In our Executive Insights series, we hear from visionary business leaders as they navigate complex data challenges and uncover valuable insight along the way.

In this edition, we hear from Cozi Namer, a marketing leader who has spent his career at the intersection of digital and healthcare. Not only does Cozi share his marketing insights as Adjunct Professor at CUNY, but he also serves as a board member of the Digital Marketing Advisory Board for Baruch College. We struck gold having him offer data and marketing wisdom here.

Name: Cozi Namer
Company: Pfizer
Title: Head of Strategic Initiatives
Previous roles: Head of Commercial & Product Marketing at Verily Life Sciences, an independent subsidiary of Alphabet, Inc.
Industry: Health Information, Health IT, Consumer Health

What are your top 5 most important KPIs for you and your work?
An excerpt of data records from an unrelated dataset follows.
Issue #2741, opened 2019-05-20
geoip2 error messages


faxm0dem:
since upgrading from syslog-ng 3.9.1 to 3.21.1, we're getting lots of geoip errors:

```
maxminddb_error; error='Unknown error code', where='lookup'
Error from call to getaddrinfo; gai_error='Name or service not known', where='lookup'
```

here's our config:

```
parser p_geoip {
    geoip2(
        "${geoip.ip}",
        prefix(
            "geoip2."
        ),
        database(
            "/opt/geoip/dat/GeoLite2-City.mmdb"
        )
    );
};
```

bazsi:
Hmm, this might be because the reverse lookup of the ip address is not
registered? The new implementation uses maxminddb and maybe that's more
chatty.

Kokan:
The `maxmindb` can only lookup ip addresses, and it does call `getaddrinfo` (which could resolve hostnames), but also specifies that it is going to get an IP so no need to do dns resolution: https://github.com/maxmind/libmaxminddb/blob/85ff16afb2d547e1a74999e50667a4e493a3a13a/src/maxminddb.c#L868

Thus the following error you get. But the error is somewhat misleading :( the `Name or service not known` part is provided by `getaddrinfo` itself.

faxm0dem:
It could be useful to know the address it's failing on ;-)

faxm0dem:
I just tested this patch and here's the output:

```
geoip2(): getaddrinfo failed; gai_error='Name or service not known', ip='[', location='/etc/syslog-ng/syslog-ng.conf:1869:5'
```

much better :-) thanks so much!

MrAnno:
@faxm0dem Have you managed to find out how you end up resolving the `[` character as an IP? Can we help you?

faxm0dem:
Yes thanks to the patch, thank you very much!

PR #2743, opened 2019-05-21
geoip2: include ip into the error message

Kokan:
This was inspired by #2741

### DIFF
--- a/modules/geoip2/geoip-parser.c
+++ b/modules/geoip2/geoip-parser.c
@@ -61,13 +61,13 @@ _mmdb_load_entry_data_list(GeoIPParser *self, const gchar *input, MMDB_entry_dat
 
   if (!result.found_entry)
     {
-      if (0 != _gai_error)
+      if (_gai_error != 0)
         msg_error("geoip2(): getaddrinfo failed",
                   evt_tag_str("gai_error", gai_strerror(_gai_error)),
                   evt_tag_str("ip", input),
                   log_pipe_location_tag(&self->super.super));
 
-      if (MMDB_SUCCESS != mmdb_error)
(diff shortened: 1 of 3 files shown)


kira-syslogng:
Build SUCCESS

modules/geoip2/geoip-parser.c
```diff
@@ -75,7 +75,16 @@ _mmdb_load_entry_data_list(GeoIPParser *self, const gchar *input, MMDB_entry_dat
 
   if (!result.found_entry)
     {
-      mmdb_problem_to_error(_gai_error, mmdb_error, "lookup");
+      if (0 != _gai_error)
```
lbudai: Are there any reasons to use this pattern in conditional expressions?
In good old days, this kind of pattern was used to save your variable from an unwanted assignment... (eg.: `_gai_error = 0` vs. `_gai_error == 0`) but nowadays compilers detects this situation (-Wparentheses maybe).
And in Java there is a similar pattern when you write this:
```
"mystring".equalsTo(object)
```
instead of checking null pointers, etc...

In syslog-ng we usually use the other way, variable first, then literal/constant... and it's more readable (at least for me...).

lbudai: Sorry, I see that you just keep the original code... then we will discuss this pattern IRL on next handover :)

Kokan: Yeah. I stopped the refactor there, but sure I'll update accordingly.

Note: Personally I like yoda condition, but do not have hard feeling for it.

lbudai: Yoda condition... so they also gave a name for this pattern. Thanks :)

kira-syslogng:
Build SUCCESS

PR #2746, opened 2019-05-23
snmp dest leak template

Kokan:
* Fix unit test issues:
  * `cfg_new_snippet` should be used instead of `cfg_new` in UT
  * `log_pipe_init` should not be used before setter methods (as it is not done in syslog-ng normal execution either)
* Some minor refactors
* Removed tailing `NULL` from `msg_` macros (`scripts/rm-extra-msg-sentinel.sh`)


kira-syslogng:
Build SUCCESS

kira-syslogng:
Build SUCCESS

kira-syslogng:
Build SUCCESS

Kokan:
@bazsi agree on the msg additional cleanup; but that I think would make more sense when the snmp-dst is reworked on top of threaded destination driver (as might a lot of message may disappear), and that refactor is really needed imho.

PR #2747, opened 2019-05-23
global options: support generator plugin

Kokan:
Fix
* generator plugin was not accepted in options block
* multiple semicolons were not accepted in a few place (for example in options)

### DIFF
--- a/lib/cfg-grammar.y
+++ b/lib/cfg-grammar.y
@@ -479,7 +479,7 @@ start
 	;
 
 stmts
-        : stmt ';' stmts
+        : stmt semicolons stmts
 	|
 	;
 
@@ -863,7 +863,7 @@ template_fn
 	;
 
 template_items
-	: template_item ';' template_items
+	: template_item semicolons template_items
 	|
 	;
 
@@ -951,7 +951,7 @@ block_arg
         ;
 
 options_items
-	: options_item ';' options_items
+	: options_item semicolons options_items
 	|
 	;
 
--- a/lib/cfg-grammar.y
+++ b/lib/cfg-grammar.y
@@ -814,7 +814,10 @@ log_flags_items
 /* END_RULES */
 
 options_stmt
-        : KW_OPTIONS '{' options_items '}'
+        : KW_OPTIONS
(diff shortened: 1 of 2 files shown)


kira-syslogng:
Build SUCCESS

MrAnno:
I can't think of a good use case, but we support plugins in context `LL_CONTEXT_OPTIONS`, so this functionality may turn out to be useful.

I validated the PR with this not-so-useful example block, but the last semicolon causes some problems:
```
block options setup-dns(use-dns()) {
	keep-hostname(no);
	use-dns(`use-dns`);
	use-fqdn(`use-dns`);
	dns-cache(`use-dns`);
};

options {
	setup-dns(use-dns(yes));
};
```

```
Error parsing global options, syntax error, unexpected ';'
12---->         setup-dns(use-dns(yes));
12---->                                ^
```

Removing the semicolon either after `dns-cache()` or after `setup-dns()` makes it work.

Kokan:
I do not think either that there is *real* usecase - which cannot be solved better.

In my work, I’ve found the following metrics to be the most useful and insightful:

  • Customer satisfaction metrics such as Net Promoter Score (NPS) or Customer Satisfaction Score (CSAT)
  • Product success metrics such as daily active users to monthly active users ratio (DAU/MAU) + Engagement Rates + App Store Ratings
  • Customer Pipeline Metrics; Leads (MQL / SQL)
  • Commercial Success Metrics: Bookings + Revenue
  • Population Health Impact Metrics (customized per condition. A1C Reduction / Weight – BMI / BP / PHQ9)

Why is data integral to what you do?

Product marketing is led by insights and not instincts. Without the data, we build vaporware that’s not helpful. With data, we can course correct and adjust not only what we build but also the story we tell to explain the impact of what we build. Culturally, data is what connects teams across different functions.

What are the biggest data challenges you face on a daily basis?

When it comes to data, I’ve encountered three major challenges. First, silence is a major challenge if there’s not enough data. Noise is another challenge if the data is there, but not helpful. And finally, bias, when data points are handpicked to tell a story.

What advice would you give to your younger self related to data and metrics?

You’re an engineer, you’ve got this. Lean in and be the person in the room who understands what each metric can do for you.